A day before the start of the congressional summit for black leaders, a group called the Coalition Against Religious Discrimination announced that it had collected 850 signatures from religious leaders opposing charitable choice. "This legislation is intended to permit some fundamentalist organization to put a sign on the door saying, ‘No Jews Need Apply,’" surmised Barry Lynn of Americans United for the Separation of Church and State, according to several reports.
Watts called the hiring issue a red herring—"Planned Parenthood receives federal funds, but do we raise Cain because they don’t hire Alan Keyes?" Nevertheless, on the Senate side, the hiring discrimination issue was the principal reason why charitable choice expansion was not even introduced as legislation.
The Senate point man on the initiative was Republican Senator Rick Santorum of Pennsylvania. Santorum wanted (and, after Senate control switched to Democrats, needed) bipartisan backing. So he looked to Connecticut Senator Joe Lieberman, who initially positioned himself as a supporter, posing with Bush for faith-based photo-ops in January. But it soon became clear that he was interested in charitable choice lite, and wouldn’t support legislation until various issues, especially hiring discrimination, were addressed to his (or his party’s) satisfaction.”
<snip>
"Some White House officials say House conservatives overreached when they were writing the bill, giving too much leeway to churches," reported Mike Allen in the June 25 Washington Post. So the scaling back was done. On June 20, DiIulio told Laura Meckler, who covered the issue closely for the AP, "A number of really excellent modifications have been suggested." By June 26 a deal had been struck with House Republicans, and Judiciary passed it on a party line vote June 28.
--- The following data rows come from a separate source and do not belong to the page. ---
PR #2659, opened 2024-05-13
feature(openshift-scanner): include unschedulable fact

bruno-fs:
Relates to JIRA: DISCOVERY-623

### DIFF
--- a/quipucords/scanner/openshift/api.py
+++ b/quipucords/scanner/openshift/api.py
@@ -362,6 +362,10 @@ class OpenShiftApi:
         return self._route_api.get(**kwargs).items
 
     def _init_ocp_nodes(self, node) -> OCPNode:
+        # following upstream docs[1], if unschedulable is None, it is considered
+        # false.
+        # [1]: https://kubernetes.io/docs/reference/kubernetes-api/cluster-resources/node-v1/#NodeSpec
+        unschedulable = node.spec["unschedulable"] or False
         return OCPNode(
             name=node.metadata.name,
             creation_timestamp=node.metadata.creationTimestamp,
@@ -382,6 +386,7 @@ class OpenShiftApi:
             machine_id=node.status["nodeInfo"]["machineID"],
             operating_system=node.status["nodeInfo"]["operatingSystem"],
             taints=node.spec["taints"],
+            unschedulable=unschedulable,
         )
 
     def _init_cluster(self, cluster) -> OCPCluster:
--- a/quipucords/scanner/openshift/entities.py
+++ b/quipucords/scanner/openshift/entities.py
@@ -95,6 +95,7 @@ class OCPNode(OCPBaseEntity):
     operating_system: str = None
     taints: List[dict] = None
     errors: Dict[str, OCPError] = Field(default_factory=dict)
+    unschedulable: bool = None
     _kind = "node"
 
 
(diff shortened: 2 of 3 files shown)


quipucords/scanner/openshift/api.py
```diff
@@ -362,6 +362,13 @@ def _list_routes(self, **kwargs):
         return self._route_api.get(**kwargs).items
 
     def _init_ocp_nodes(self, node) -> OCPNode:
+        unschedulable = node.spec["unschedulable"]
+        if unschedulable is None:
+            # following upstream docs[1], if unschedulable is None, it is considered
+            # false.
+            # [1]: https://kubernetes.io/docs/reference/kubernetes-api/cluster-resources/node-v1/#NodeSpec
+            unschedulable = False
```
infinitewarp, line 370: How much do we trust the `spec` dict to be well-structured?
```suggestion
        # following upstream docs[1], if unschedulable is None, it is considered false.
        # [1]: https://kubernetes.io/docs/reference/kubernetes-api/cluster-resources/node-v1/#NodeSpec
        unschedulable = node.spec.get("unschedulable", False) or False
```

quipucords/scanner/openshift/entities.py
```diff
@@ -95,6 +95,7 @@ class OCPNode(OCPBaseEntity):
     operating_system: str = None
     taints: List[dict] = None
     errors: Dict[str, OCPError] = Field(default_factory=dict)
+    unschedulable: bool = None
```
infinitewarp, line 98:
```suggestion
    unschedulable: bool = False
```

Following the previous comment you cited, I think `False` is a better default than `None`.

quipucords/scanner/openshift/api.py
bruno-fs: spec isn't a dictionary. This is a magical `ResourceField`. which is a weird magical object that always returns keys, even when they don't exist.

If I ask node["foo"]["bar"] it will just return `None` 🤢 . This implies that if "unschedulable" isn't set (which is the default), `node.spec.get("unschedulable", False) ` would be equal to `None` 🤷🏽 .

TBH, I hate it. As I hate the lib we use for interacting with OCP (just adopted it because interacting directly with the API would take way more time to implement). While this kind of "smart pants" object can be neat to use, it is a huge pain to test (see the disgusting workarounds to create the object to test this).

Some of the changes simply clarified and beefed up provisions that were always part of charitable choice as originally conceived, such as the requirement that religious activities be optional for service recipients, and the requirement that public funds not be commingled with private. A measure in the original Watts-Hall bill allowing religious groups who are denied funding to sue the government for damages hit the cutting room floor. And on the crucial issue of hiring, new language said FBOs could consider religion in hiring but not "religious practices"—a phrase critics thought too easily justified other kinds of discrimination(…)”
,snip>
“But the problem ran deeper. The expansion of charitable choice had been proposed without any increase in public funds. This threatened the bottom line for key religious groups already involved in government-funded social services (e.g., Catholic Charities, Lutheran Family Services, the Salvation Army). The math was not fuzzy: As originally proposed in the House, every dollar granted to a new FBO was, in effect, one dollar less for present grantees (…)”
http://www.trincoll.edu/depts/csrpl/RINVol4No2/faithbased.htmIn regard to the Waldman piece: Baptists had experienced hard persecutions at the hands of Anglican/Congregationalist authorities in Colonial America, and following the Revolution, saw it as being in their interest to stand against any further institutional government support for churches, which would only strengthen their oppressors, who had far larger memberships than they did.
As in Virginia in the early days of the Republic, the real dispute today, when it comes to ‘faith-based initiatives,’ private-school ‘vouchers’ and other efforts to pilfer taxpayers’ money into sectarian religious enterprises, is over WHO GETS MOST OF THE LOOT, and the power and influence that goes with it.